Relationships in Black and White
Saloni Sharma
MICE IN MEN by Anirban Bose HarperCollins India, 2011, 212 pp., 199
August 2011, volume 35, No 10

Mice in Men is Anirban Bose’s second fictional offering. From a strictly market-oriented point of view, it might be seen as something of the proverbial acid test. The second book, after all, is seen as being responsible for establishing an author’s reputation. At first impression then, Bose takes a chance with his second book. Shifting gears from the novel to the short story, he experiments with narrative voice, style, and setting. While his first, Bombay Rains, Bombay Girls, was a coming of age story, Bose traverses a gamut of emotions through widely diverging characters in the ten tales that form Mice in Men. Not bound by any commonality of theme, the stories in this selection are largely episodic, centering around one primary and a small number of secondary characters. Bose uses the traditional format of story-telling, giving us a beginning, middle and end, thereby making each story a cohesive whole.

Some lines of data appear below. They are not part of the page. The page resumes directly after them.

PR #473, opened 2017-12-28
Bugfix/soap tests

tmclane:
Putting my fixes for each individual soap test from ZCS-1101

### DIFF
--- a/store/src/java/com/zimbra/qa/unittest/SharedImapNotificationTests.java
+++ b/store/src/java/com/zimbra/qa/unittest/SharedImapNotificationTests.java
@@ -358,7 +358,7 @@ public abstract class SharedImapNotificationTests extends ImapTestBase {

Relationships seem to be one of Bose’s primary areas of focus. He explores love in several of his stories. In ‘The New Job’, sixty-five year old Rizwan Sheikh realizes how much he loves his wife of forty years after witnessing the scandalous breakdown of his employer’s marriage. ‘The Temptation of Fate’ set in Mumbai, and suitably cinematic, juxtaposes the eternal Hindi cinema binaries, love and ambition and typically glorifies the victory of the former. ‘Mice in Men’, the story that lends the book its name, has a similar ‘love as panacea’ motif woven through it. Basuri Lal Chowdhry, an obvious case of obsessive compulsive disorder gives in to compassion and saves the life of a mouse. This seemingly innocuous act opens the floodgates of chaos in his orderly life. Consequently, not only is he cured of his obsessive streak but also falls in love and heroically rescues his beloved from the brothel she was caged in. The dramatic potential in all three stories is immense and could have done with a good shot of realism.